- Born: Wilhelm Balthasar Adolph 1729 Góra (Guhrau), Archduchy of Austria
- Died: 1781 (aged 51–52) Góra (Guhrau), Kingdom of Prussia
- Occupation: Composer;

= Wilhelm Adolph =

German composer (1729–1781)

Wilhelm Balthasar Adolph (1729–1781) was a German composer of liturgical music in galant style, cantor and rector (schoolmaster) of catholic parish schools in Świebodzin and Góra.

==Biography==
Born a son of Andreas Joseph Adolph (Adolff), municipal treasury bookkeeper and salt merchant, later lay judge and associate judge in Góra (Guhrau), and Anna Catharina, daughter of Sebastian Gräbner, city surgeon and town councillor in Góra as well as treasurer of the town's parish church. In 1748 he became cantor (and probably at the same time rector) of the Roman Catholic Church of Saint Michael the Archangel in Świebodzin (Germ. Schwiebus). Soon afterwards he married Anna Rosina Lange (d. after 1781), daughter of Anton Frantz Lange, customs collector in Zielona Góra (Germ. Grünberg) and Cistercian nuns’ of Trzebnica (Germ. Trebnitz) estates’ administrator. They had five children. The earliest manuscript of his work (copy of Litaniae de BMV) dates back to this period of his life, from 1757. In 1766 the composer moved with his family to his own family town, Góra. Appointed conrector and cantor of the school by the Roman Catholic Church of St Catherine of Alexandria in Góra. Soon he became rector (noted as one in 1768 already and praised in documents as industrious). He was actively involved in the cultural life of the town as evident from wages recorded in parish accounts concerning musical settings of several religious services. He died in 1781 leaving a two-year vacancy on his post.
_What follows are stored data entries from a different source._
PR #480, opened 2020-11-26
Add pickle support to DFReader

srmainwaring:
This adds custom pickle support to DFReader_binary and DFReader_text so they can be used with multiprocessing on macOS.

There are three types of object in DFReader that need custom treatment:
 
- struct.Struct - compiled formats used in the unpackers dict
- io.TextIOWrapper - the filehandle
- mmap.mmap - the data_map   

The Struct is provided with a custom pickler that persist its internal format attribute

The filehandle and mmap are treated similarly. Their seek offset is saved just prior to persistence and the attributes are then excluded from the object dictionary. On loading the file is reopened and the filehandle and mmap restored to their previous state using the persisted offsets.

This has had limited testing on macOS using the MAVExplorer MagFitUI module.

### DIFF
--- a/DFReader.py
+++ b/DFReader.py
@@ -12,6 +12,7 @@ from builtins import range
 from builtins import object
 
 import array
+import copyreg
 import math
 import sys
 import os
@@ -49,6 +50,14 @@ FORMAT_TO_STRUCT = {
     "q": ("q", None, long),  # Backward compat
     "Q": ("Q", None, long),  # Backward compat
     }
+
+# make struct.Struct pickleable - needed to pickle DFReader 
+# See: https://bugs.python.org/issue29628
+
+def pickle_struct(s):
+    return struct.Struct, (s.format, )
+
+copyreg.pickle(struct.Struct, pickle_struct)
 
 def u_ord(c):
 	return ord(c) if sys.version_info.major < 3 else c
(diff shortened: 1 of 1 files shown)


DFReader.py
```diff
@@ -1207,6 +1263,42 @@ def last_timestamp(self):
         m = self.recv_msg()
         return m._timestamp
 
+    def __getstate__(self):
```
tridge, line 1266: if would be nice if we could avoid the duplication either by inheriting from a common class, or create a FileHandle class to hold the filehandle that has the pickle hooks on it

tridge (changes requested):

DFReader.py
tridge: a FileHandle class would be nicer, as we could use that for tlogs as well, in mavlogfile() class

srmainwaring: Yes that would work and be better encapsulated as we wouldn't need the additional attributes I added to the DRReader class. We'll need a similar class to provide pickle support for mmap.

Where is the best place to add these classes? I can add them to an existing utils type module or create a new one if preferred.

tridge: hmm, it's tempting to put it in MAVProxy/modules/lib/, and do this:

 - before we fork:  mlog.filehandle = WrapFileHandle(mlog.filehandle)
 - in the child: mlog.filehandle = mlog.filehandle.unwrap()

that keeps all of the pickling and OS dependent code in MAVProxy

srmainwaring: I've made the changes here: https://github.com/ArduPilot/MAVProxy/pull/840. I think the approach is in line with what you have in mind. There are a couple of things at least that will need changing:

- the custom pickle code / classes will need a different home, I've kept them in the MAVExplorer file for now
- I think a lock of some sort is required in the code block where child process is spawned. For a couple of lines mestate.mlog has different types for the filehandle and data_map that will break other threads that attempt to read at that point.

srmainwaring:
Cancelling this PR as superseded by https://github.com/ArduPilot/MAVProxy/pull/840.

PR #485, opened 2020-12-05
Tools: Add mav to .mat conversion

jgooday:
I've noticed a bunch of newbies (including myself) wanting to be able to convert an AP log to a .mat file that can be directly imported into MATLAB. A bunch of us figured out that we could do this by using the "Create MATLAB file" tool in Mission Planner. This is a bad way of doing things.

I've written a basic script, based on mavlogdump.py, that just takes a stream and puts it in a .mat file (in the same format that Mission Planner outputs). Compared to the hacky method above, this has the following advantages:
 - You can **tee up a whole folder** of log files to convert using a simple bash script, rather than having to do each one separately through MP
 - You can **compress** the outputted .mat files using the native MATLAB internal compression. Instead of having 200MB .BIN files, you get 40MB .mat files
 - You can use the **condition statements** you'd use with mavlogdump.py to filter the file based on a log variable - not possible with MP

I noticed there's already a tool for converting a log to a .m file (looks like it just spits out MATLAB code). I don't think this is nearly as efficient (at least in my case).

I haven't done much testing on this script, and there's probably a whole bunch of functionality in there that it doesn't need (from when I copied it over from mavlogdump.py). It may even be worth adding a `matlab` format option in mavlogdump instead - I'd be happy to give that a crack.

Let me know what you think - I definitely don't have the whole picture of pymavlik in my grasp just yet. This script definitely would've helped a bunch of us at the start of the year though!


amilcarlucas:
It would be better if you add a `matlab` format option in mavlogdump instead.

jgooday:
Moved this feature into the `mavlogdump.py` script. Thoughts @amilcarlucas?

tridge (approved):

He authored four works for choir and small instrumental ensemble all surviving in single manuscript copies:
1. Litaniae de Beata Virgine Maria sub titulo Mater Divin[a]e Gratiae (before 1757)
2. Missa ex C (possible autograph copy, before 1766)
3. Missa [in D]
4. Vesperae in F (possible autograph copy)

He is a composer of galant style. His pieces were written for three or four-part choir (with solo parts) and instrumental ensemble based on church trio (Germ. Kirchentrio) – two violins and basso continuo, sometimes enlarged with viola or a pair of brass instruments (horns, clarini). His works follow cantata form with a prominent role of concerto technique and solo parts.